Тем, кто не удивился фривольному поведению и скабрезностям актрисы, Рише напоминал, что загипнотизированная — почтенная женщина, уважаемая мать семейства, причем весьма религиозная особа.

Войдя в роль генерала, она меняет тембр голоса, её лицо приобретает суровый вид. Властным голосом она приказывает: «Передайте мою зрительную трубу… Хорошо! Хорошо! Где командир 1-го батальона зуавов? Вот там крумиры! Я вижу, как они вылезают из оврага… командир, возьмите-ка с собой роту и атакуйте этих людей. Захватите также полевую батарею… Хороши эти зуавы! Как они отлично вскарабкиваются… Ну! Что вам от меня угодно? Как, вы ждете распоряжений? — Говорит в сторону: — Это плохой офицер, он ни на что не способен. Эй, вы там, смотрите налево… Поезжайте скорее. — Про себя: — Вот этот лучше… но все еще мало обещает хорошего… не так, как следует. Ну, подайте, черт побери, мою лошадь, мою шпагу! — Как заправский военный, она закладывает шпагу в ножны. — Вперед! Ах, я ранен…». Шарль Рише перевоплощал её в архиепископа Парижа. В следующей сцене её фигура приняла чрезвычайно скорбный вид, голос стал певучим, мягким и вкрадчивым — в отличие от того грубого и резвого, которым она только что отдавала приказания. Говорит о себе: «Необходимо же мне, однако, докончить мое пасторское послание. — Она подпирает голову руками и размышляет. Пауза. — А, это вы, отец главный викарий, что вам угодно? Я выразил желание, чтобы меня не беспокоили… Да, сегодня первое января и надо идти в собор. Как вся эта толпа почтительна, не правда ли, отец викарий? Что бы ни говорили, а в народе все еще сохранилось много религиозного чувства. А, дитя! Пусть приблизится, я его благословлю. Хорошо, дитя мое. — Она протягивает ему воображаемое кольцо для поцелуя. Во время этой сцены она правой рукой налево и направо раздает благословения. — Теперь мне предстоит неприятная обязанность: я должен отправиться с поздравлениями к президенту республики. — Она совершает несколько кругов по залу и „добирается" до резиденции президента. — Господин президент, я намереваюсь высказать вам все мои желания. Церковь надеется, что вы будете жить долгие годы; она знает, что ей нечего бояться, несмотря на жестокие нападки, пока во главе управления республикой стоит человек столь высокой чести. — Она умолкает и делает вид, что слушает внимательно. Затем говорит в сторону: — Ну конечно, пустые фразы, но что делать!… Помолимся!…» — Она опускается на колени.

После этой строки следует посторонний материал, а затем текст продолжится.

PR #23422, opened 2026-03-13
A: casetify.com

griffinallen:
Hiding cookie banner on casetify.com

Fixes https://github.com/brave-experiments/cookiecrumbler-issues/issues/1927


griffinallen:
@Khrin - I am still getting this cookie banner. Was my fix incorrect?

image

PR #23468, opened 2026-03-18
A: samsungcloud.com

griffinallen:
Hiding cookies from samsungcloud.com -- This is reproducible while browsing from the UK

Fixes brave-experiments/cookiecrumbler-issues#2047


ryanbr:
Unless there is more of these rules, doesn't need it's own section

PR #23469, opened 2026-03-18
A: la7.it

griffinallen:
Blocking cookies from la7.it

This change was suggested from uBlock here: https://github.com/uBlockOrigin/uAssets/pull/32247#issuecomment-4083309645

This fixes https://github.com/brave-experiments/cookiecrumbler-issues/issues/2230


Khrin:
Not working.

Надо сказать, что старые магнетизеры, прибегавшие к демонстрациям животного магнетизма, выступали преимущественно со своими сомнамбулами. Например, в 1889 году в Париже демонстрировался аттракцион, когда сомнамбула Канивица клала голову в пасть льва. Это не относится к Донато и Хансену, которые работали в том числе и со зрителями. Донато, кроме демонстрации своей жены, сомнамбулы Люсиль, приезжая в какой-нибудь город, занимался гипнотизацией преимущественно мальчиков. Он побуждал их совершать поступки, которые бы вызывали удивление и смех.